Estudos apontam que não temos a liderança do mercado global em quase nenhum produto da floresta. Confere?
É verdade. Para se ter uma ideia, existe um estudo que mapeou 65 produtos compatíveis com a floresta, encontrados em uma faixa verde do planeta que envolve o Brasil, a América Central e a Ásia. Estamos falando de café, pimenta-do-reino, artesanatos, castanhas, cacau e outros. Esses produtos da floresta, como o açaí, movimentam cerca de US$ 160 bilhões ao ano e o Brasil participa com somente US$ 300 milhões. É insignificante. Estamos focados em mudar esse cenário.

Como desenvolver cadeias tão pequenas quando já há todo um mecanismo voltado a atender aos altos volumes de commodities agrícolas?

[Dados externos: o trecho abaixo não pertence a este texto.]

PR #170, opened 2016-03-11
Several bugs in Vizard::createXmlSite solved + added the metadata file to the XML tab

ghugo83:
Worked on Vizard::createXmlSite. To sum up, the following bugs were corrected : 
- in case of run with --xml, the copy of XML files did not work
- in case new TKG_LAYOUTDIRECTORY, the copy of XML files did not work
- in case run with --xml but no --pixelxml, Warning: RootWBinaryFileList::dump() appeared 
- RootWBinaryFileList objects were not instanciated correctly
- boost::filesystem::copy_file code was replicated
- error handling was incomplete

Also : added the metadata file to the XML tab.

### DIFF
--- a/src/Squid.cc
+++ b/src/Squid.cc
@@ -748,7 +748,8 @@ namespace insur {
    
   void Squid::createAdditionalXmlSite(std::string xmlout) {
     std::string xmlpath = mainConfiguration.getXmlDirectory() + "/" + (xmlout.empty() ? baseName_ : xmlout) + "/";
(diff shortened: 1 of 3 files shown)


alkemyst:
Gabrielle says it's tested, so I will approve it :-)

ghugo83:
Yes. Please note I have also noticed that there is a seg fault with --pixelxml when running tkLayout (whether or not merging this PR, the problem was already there). 
As the pixel XML export is in current development anyway, I will contact the pixel XML export team about it.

Não vamos deixar de atender nenhum setor, mas vamos identificar oportunidades na bioeconomia, na agricultura familiar, no produto artesanal e começar a desenvolvê-las porque é assim que se começa uma cadeia produtiva importante. Veja o cacau: a Costa do Marfim produz 2,1 milhões de toneladas; Gana, 800 mil; e o Brasil produz 200 mil toneladas. E eles não têm nenhuma vantagem comparativa em relação ao Brasil. O que nós precisamos é de políticas para que o produtor consiga competir com eficiência no mercado internacional. É defesa da economia e não protecionismo.